Gnome Wayland セッションを起動するには、GDM ログインマネージャを使用する必要があります。ログインする前に "Gnome on Wayland" セッションを選択してください。
Enlightenment
E19 から Wayland に対応していましたが、現在は削除されており、E20 以上が通常の利用に耐えうるほど Wayland で安定動作するとされています。詳しくは [4] を参照。
KDE
KDE#Wayland を見てください。
Loliwm
loliwm は Wayland 用のタイル型ウィンドウマネージャです。
sway
Sway は Wayland 用の i3 互換のウィンドウマネージャです。
Velox
Velox は swc ベースのシンプルなウィンドウマネージャです。dwm と xmonad の影響を受けています。
Orbital
Orbital は Qt5 と Weston を使用する Wayland コンポジタ・シェルです。このプロジェクトではシンプルでありながら柔軟性のある見た目の良い Wayland デスクトップを作成することを目標としています。Orbital は完全装備の DE ではなく、どちらかと言えば Awesome や Fluxbox のような X11 におけるウィンドウマネージャに似ています。
Liri Shell
Liri Shell は Liri のデスクトップシェルであり、Wayland のコンポジタとして QtQuick と QtCompositor を使用して作られています。
Maynard
Maynard は GTK ベースの Weston 用デスクトップシェルクライアントです。Tiago Vignatti によるプロジェクト、weston-gtk-shell に基づいています。
Motorcar
Motorcar は 3D ウィンドウを探検できる wayland コンポジタです。
Way Cooler
way-coolerAUR は Rust で書かれた (Lua の設定ファイルによる) 豊富な設定を持つ Wayland コンポジタです。i3 と awesome の影響を受けています。
Maze Compositor
Maze Compositor は 3D の Qt ベースの Wayland コンポジタです。
Grefsen
Grefsen はミニマルなデスクトップ環境を実現する Qt/Wayland コンポジタです。
トラブルシューティング
root でグラフィカルアプリケーションを実行
Root で X アプリケーションを起動#Wayland を見てください。
LLVM assertion failure
LLVM assertion failure になるときは、この問題が修正されるまで Gallium LLVM なしで mesa をリビルドする必要があります。

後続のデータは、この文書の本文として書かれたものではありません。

PR #141, opened 2016-07-14

lahavz:


14_functions_lab/01.py
```diff
@@ -1,7 +1,26 @@
...
-
+"""
+Two fucntions: 1st is sum , 2nd is multiply.
+"""
+
+from types import *
+
+def sum(*args):
+    res = 0
+    for x in args:
```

これは LLVM を必要とするドライバを無効にしてしまう可能性があります。ハードウェアドライバに問題が発生するときは、以下の export を試して下さい:
$ export EGL_DRIVER=/usr/lib/egl/egl_gallium.so
Electronベースのアプリケーションでは、ディスプレイ::0を開けません
GDK_BACKEND = waylandを設定していないことを確認してください。グローバルに設定すると、Electronアプリが機能しなくなります。
動作が遅い、表示がおかしい、クラッシュする
Gnome-shell で X から Wayland に切り替えるとグラフィック表示に問題が発生することがあります。原因として Xorg ベースの gnome-shell 用に CLUTTER_PAINT=disable-clipped-redraws:disable-culling
が設定されている可能性があります。/etc/environment
などの rc ファイルから該当箇所を削除してみてください。
ゲームやリモートデスクトップ、仮想マシンウィンドウでの入力
Xorg と異なり、Wayland では入力デバイスを独占 (グラブ) することができません。キーボードショートカットやポインタデバイスをアプリケーションウィンドウに渡すのは Wayland コンポジタの役目となっています。

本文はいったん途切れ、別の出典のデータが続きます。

PR #145, opened 2016-07-14

shaiMar:


12_listcomprehension_lab/01.py
```diff
@@ -4,5 +4,7 @@
 Hint: look for chr() and ord()
 """
 
-
-
+oa = ord('a')
+oz = ord('z')
+list = [chr(X) for X in range(256) if X>=oa and X<=oz]
```
ynonp, line 9: Better to use `ord('a')` and `ord('z')+1` as arguments to range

入力グラブが変わったことで以下のように既存のアプリケーションで問題が発生します:
- ホットキーや修飾キーがコンポジタによって認識されてしまい、リモートデスクトップや仮想マシンのウィンドウに送信されなくなります。
- マウスポインタがアプリケーションウィンドウに制限されなくなるため、仮想マシンやリモートデスクトップのウィンドウ内のマウスポインタの位置がホスト環境のマウスポインタとずれるようになります。
Wayland と XWayland にプロトコル拡張を追加することで解決を図っていますが、Wayland コンポジタが拡張をサポートしている必要があり、ネイティブの Wayland クライアントの場合、ウィジェットツールキット (例: GTK, Qt) やアプリケーション自身が拡張に対応していなければなりません。
関連する拡張:
- XWayland keyboard grabbing protocol (XWayland のサポートは xorg-server 1.20 開発ツリーに追加されています [5])
- Compositor shortcuts inhibit protocol
- Relative pointer protocol
- Pointer constraints protocol
サポートしている Wayland コンポジタ:
サポートしているウィジェットツールキット:
- GTK (リリース 3.22.18 以上)。